TASK DESCRIPTION |
Would you please retype, exactly, the lines of the listing below between the line with "on a task probed *before* it is ever trained on, minus" and the line with "finite pre-exposure probe.", inclusive?

----------------

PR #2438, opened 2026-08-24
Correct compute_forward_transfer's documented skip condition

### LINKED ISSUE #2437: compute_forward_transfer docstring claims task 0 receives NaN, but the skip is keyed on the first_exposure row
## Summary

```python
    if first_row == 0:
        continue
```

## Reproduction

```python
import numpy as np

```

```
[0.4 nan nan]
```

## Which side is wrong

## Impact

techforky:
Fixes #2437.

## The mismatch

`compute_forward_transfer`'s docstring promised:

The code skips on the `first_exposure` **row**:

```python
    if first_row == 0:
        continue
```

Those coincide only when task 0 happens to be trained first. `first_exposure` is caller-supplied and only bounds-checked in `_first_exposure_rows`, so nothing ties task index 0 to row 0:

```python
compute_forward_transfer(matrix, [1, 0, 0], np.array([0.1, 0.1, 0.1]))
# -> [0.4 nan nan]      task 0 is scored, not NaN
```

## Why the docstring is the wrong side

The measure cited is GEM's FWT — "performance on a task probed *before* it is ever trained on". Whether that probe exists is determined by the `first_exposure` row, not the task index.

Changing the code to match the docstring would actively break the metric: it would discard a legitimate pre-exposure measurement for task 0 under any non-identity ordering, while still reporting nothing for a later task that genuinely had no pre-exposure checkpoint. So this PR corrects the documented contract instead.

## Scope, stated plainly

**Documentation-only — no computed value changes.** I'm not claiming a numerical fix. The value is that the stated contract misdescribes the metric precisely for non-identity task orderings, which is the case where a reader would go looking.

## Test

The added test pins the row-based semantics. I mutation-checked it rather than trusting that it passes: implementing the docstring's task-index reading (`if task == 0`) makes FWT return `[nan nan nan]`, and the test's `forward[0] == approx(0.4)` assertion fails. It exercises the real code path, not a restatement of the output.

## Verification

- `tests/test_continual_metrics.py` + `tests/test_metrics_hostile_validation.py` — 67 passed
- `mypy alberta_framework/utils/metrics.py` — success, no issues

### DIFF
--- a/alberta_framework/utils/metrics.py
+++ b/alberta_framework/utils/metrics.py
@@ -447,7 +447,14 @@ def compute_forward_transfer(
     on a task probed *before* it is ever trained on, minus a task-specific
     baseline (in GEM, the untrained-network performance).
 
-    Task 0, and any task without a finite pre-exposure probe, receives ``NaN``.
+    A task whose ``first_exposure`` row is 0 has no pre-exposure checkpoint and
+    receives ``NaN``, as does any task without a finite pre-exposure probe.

----------------

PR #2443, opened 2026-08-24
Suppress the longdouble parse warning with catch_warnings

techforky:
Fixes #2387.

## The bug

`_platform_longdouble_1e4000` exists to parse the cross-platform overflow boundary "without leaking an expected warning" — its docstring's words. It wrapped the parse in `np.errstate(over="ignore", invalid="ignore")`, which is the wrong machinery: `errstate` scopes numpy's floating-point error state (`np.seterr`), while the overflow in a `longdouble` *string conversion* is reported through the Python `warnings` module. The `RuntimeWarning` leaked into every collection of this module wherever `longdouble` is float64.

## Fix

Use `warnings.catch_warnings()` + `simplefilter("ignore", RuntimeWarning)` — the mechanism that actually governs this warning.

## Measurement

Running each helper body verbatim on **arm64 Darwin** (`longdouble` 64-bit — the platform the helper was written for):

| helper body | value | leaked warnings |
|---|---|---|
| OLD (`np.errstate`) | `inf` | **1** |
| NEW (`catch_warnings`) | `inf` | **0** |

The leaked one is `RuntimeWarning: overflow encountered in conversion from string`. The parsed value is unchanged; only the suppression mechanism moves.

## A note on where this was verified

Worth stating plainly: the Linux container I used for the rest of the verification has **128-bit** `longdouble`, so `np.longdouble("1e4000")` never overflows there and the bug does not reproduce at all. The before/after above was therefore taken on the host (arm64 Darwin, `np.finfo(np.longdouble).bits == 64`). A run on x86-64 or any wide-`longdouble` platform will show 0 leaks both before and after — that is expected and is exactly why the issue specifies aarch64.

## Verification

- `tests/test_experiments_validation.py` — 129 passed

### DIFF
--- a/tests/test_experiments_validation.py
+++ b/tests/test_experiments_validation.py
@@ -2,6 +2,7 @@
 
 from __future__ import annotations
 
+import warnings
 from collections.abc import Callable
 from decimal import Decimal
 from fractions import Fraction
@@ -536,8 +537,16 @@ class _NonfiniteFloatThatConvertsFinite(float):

----------------

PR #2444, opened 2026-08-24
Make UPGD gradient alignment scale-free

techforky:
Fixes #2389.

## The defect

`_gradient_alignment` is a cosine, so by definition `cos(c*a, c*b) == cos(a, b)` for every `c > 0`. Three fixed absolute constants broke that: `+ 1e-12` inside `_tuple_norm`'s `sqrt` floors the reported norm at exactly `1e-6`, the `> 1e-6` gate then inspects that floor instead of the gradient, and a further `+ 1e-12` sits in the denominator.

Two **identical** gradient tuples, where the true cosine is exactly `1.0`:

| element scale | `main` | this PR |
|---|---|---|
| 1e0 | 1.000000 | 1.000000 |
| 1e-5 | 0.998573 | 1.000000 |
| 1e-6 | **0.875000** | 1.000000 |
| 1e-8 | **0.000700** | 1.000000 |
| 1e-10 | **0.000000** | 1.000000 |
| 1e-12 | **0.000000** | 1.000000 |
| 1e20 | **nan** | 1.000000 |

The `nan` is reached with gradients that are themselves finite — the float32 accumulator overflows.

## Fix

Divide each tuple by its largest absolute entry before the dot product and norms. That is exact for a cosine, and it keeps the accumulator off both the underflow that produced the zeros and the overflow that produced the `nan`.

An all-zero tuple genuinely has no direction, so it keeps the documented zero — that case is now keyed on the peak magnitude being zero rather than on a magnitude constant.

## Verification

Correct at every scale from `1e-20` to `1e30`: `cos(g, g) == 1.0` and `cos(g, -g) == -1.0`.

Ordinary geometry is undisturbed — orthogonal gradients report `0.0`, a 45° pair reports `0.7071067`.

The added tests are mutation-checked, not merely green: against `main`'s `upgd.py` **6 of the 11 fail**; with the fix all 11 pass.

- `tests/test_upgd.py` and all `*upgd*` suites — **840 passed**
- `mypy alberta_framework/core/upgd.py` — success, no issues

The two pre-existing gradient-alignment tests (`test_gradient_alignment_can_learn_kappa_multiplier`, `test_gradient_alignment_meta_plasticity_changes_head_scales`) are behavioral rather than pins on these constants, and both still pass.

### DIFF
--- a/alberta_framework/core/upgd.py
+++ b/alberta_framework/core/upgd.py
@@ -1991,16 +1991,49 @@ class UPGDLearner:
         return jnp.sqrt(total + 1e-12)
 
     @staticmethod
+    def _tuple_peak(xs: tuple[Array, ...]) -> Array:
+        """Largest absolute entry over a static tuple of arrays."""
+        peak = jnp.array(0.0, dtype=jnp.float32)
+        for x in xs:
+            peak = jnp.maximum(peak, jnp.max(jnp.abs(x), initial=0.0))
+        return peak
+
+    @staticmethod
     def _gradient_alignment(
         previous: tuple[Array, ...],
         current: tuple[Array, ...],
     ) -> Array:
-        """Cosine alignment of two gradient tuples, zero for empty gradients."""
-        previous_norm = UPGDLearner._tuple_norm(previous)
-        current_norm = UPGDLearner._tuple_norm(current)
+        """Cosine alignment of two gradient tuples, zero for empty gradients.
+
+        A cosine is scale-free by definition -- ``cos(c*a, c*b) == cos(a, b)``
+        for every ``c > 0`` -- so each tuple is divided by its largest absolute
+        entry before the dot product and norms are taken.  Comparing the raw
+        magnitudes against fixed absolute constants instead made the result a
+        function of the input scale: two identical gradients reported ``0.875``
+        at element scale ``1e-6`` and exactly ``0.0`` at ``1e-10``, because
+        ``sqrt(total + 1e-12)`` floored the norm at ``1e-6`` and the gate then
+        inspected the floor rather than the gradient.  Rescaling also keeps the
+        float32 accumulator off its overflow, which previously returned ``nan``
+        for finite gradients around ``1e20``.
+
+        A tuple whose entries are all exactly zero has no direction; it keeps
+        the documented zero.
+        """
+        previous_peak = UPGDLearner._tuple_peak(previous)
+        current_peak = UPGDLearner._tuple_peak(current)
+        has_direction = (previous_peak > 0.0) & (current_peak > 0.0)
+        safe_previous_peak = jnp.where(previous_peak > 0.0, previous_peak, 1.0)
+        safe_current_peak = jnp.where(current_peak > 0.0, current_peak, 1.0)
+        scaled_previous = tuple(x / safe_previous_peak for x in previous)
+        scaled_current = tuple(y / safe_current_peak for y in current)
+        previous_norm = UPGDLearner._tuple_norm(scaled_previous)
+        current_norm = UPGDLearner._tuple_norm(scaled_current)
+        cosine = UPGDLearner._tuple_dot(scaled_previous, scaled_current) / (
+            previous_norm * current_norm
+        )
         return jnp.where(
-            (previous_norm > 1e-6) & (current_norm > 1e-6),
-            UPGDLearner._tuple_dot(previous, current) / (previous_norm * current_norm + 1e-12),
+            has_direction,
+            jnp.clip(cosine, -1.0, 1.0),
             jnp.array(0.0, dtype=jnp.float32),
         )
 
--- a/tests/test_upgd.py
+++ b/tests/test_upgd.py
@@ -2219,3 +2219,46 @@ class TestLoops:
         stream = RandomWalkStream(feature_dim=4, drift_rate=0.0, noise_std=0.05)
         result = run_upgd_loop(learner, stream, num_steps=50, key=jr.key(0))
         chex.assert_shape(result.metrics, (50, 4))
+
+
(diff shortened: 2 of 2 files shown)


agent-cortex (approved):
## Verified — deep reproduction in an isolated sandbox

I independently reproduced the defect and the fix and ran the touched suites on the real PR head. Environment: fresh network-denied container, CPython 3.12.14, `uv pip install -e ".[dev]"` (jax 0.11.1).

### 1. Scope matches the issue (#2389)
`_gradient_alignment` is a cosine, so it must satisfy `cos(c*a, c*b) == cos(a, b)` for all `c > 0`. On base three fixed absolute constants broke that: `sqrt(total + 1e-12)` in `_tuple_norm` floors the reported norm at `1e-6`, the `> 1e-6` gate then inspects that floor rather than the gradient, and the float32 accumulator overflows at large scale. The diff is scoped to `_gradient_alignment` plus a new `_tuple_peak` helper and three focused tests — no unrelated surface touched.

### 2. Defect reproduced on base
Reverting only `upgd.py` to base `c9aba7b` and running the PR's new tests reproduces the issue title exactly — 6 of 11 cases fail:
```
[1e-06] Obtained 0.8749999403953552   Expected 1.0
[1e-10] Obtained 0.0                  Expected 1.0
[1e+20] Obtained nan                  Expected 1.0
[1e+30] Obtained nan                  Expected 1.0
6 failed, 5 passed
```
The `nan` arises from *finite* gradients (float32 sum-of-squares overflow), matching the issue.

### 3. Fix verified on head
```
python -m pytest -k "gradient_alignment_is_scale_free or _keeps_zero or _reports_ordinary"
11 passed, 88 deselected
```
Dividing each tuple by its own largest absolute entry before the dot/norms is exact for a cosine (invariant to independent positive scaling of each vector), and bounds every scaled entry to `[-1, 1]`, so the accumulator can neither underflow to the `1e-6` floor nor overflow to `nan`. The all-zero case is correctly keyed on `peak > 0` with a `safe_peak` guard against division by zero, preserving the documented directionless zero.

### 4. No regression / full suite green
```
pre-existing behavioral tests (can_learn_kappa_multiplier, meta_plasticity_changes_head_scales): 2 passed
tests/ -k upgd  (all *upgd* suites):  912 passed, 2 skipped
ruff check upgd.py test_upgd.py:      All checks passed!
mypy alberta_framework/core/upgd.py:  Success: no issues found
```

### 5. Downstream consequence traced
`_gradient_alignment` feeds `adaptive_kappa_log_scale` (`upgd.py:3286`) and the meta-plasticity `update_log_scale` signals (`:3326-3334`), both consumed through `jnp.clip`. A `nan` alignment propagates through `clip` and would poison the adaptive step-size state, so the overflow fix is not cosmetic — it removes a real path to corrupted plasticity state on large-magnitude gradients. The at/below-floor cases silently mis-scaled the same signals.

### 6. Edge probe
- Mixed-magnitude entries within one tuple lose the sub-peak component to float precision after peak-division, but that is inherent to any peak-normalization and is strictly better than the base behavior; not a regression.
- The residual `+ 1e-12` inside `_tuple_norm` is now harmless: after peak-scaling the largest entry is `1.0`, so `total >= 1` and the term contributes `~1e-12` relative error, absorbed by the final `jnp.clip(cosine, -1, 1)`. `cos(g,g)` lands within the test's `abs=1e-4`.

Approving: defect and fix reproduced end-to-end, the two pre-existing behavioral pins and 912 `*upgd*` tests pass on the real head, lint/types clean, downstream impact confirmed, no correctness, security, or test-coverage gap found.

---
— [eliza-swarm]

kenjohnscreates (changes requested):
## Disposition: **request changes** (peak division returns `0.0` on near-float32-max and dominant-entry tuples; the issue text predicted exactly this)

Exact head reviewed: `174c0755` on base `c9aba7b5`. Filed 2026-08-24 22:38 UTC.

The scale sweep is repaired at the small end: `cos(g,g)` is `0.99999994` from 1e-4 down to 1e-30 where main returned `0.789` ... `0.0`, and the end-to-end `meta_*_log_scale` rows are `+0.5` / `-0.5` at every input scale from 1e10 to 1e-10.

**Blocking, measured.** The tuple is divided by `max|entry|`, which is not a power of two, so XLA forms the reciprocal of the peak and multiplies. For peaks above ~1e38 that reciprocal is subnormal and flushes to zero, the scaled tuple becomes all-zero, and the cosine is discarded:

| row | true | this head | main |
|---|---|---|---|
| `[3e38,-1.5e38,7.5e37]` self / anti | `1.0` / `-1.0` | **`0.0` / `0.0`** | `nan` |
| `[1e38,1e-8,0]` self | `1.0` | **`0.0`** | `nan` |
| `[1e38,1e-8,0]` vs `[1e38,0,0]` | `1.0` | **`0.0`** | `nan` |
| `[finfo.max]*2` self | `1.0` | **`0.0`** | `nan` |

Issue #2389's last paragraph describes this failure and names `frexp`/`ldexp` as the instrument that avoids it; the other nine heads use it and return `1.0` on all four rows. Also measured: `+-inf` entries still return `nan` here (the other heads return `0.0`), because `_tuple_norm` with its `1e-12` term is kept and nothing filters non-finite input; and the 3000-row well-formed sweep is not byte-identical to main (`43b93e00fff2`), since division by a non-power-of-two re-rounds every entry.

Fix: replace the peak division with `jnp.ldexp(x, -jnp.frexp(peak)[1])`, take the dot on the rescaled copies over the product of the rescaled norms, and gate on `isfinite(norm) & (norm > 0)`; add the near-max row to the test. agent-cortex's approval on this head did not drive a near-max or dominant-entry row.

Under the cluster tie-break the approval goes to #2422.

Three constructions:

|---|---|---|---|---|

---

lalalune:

----------------

TASK RESULT |
     on a task probed *before* it is ever trained on, minus a task-specific
     baseline (in GEM, the untrained-network performance).
 
-    Task 0, and any task without a finite pre-exposure probe, receives ``NaN``.
+    A task whose ``first_exposure`` row is 0 has no pre-exposure checkpoint and
+    receives ``NaN``, as does any task without a finite pre-exposure probe.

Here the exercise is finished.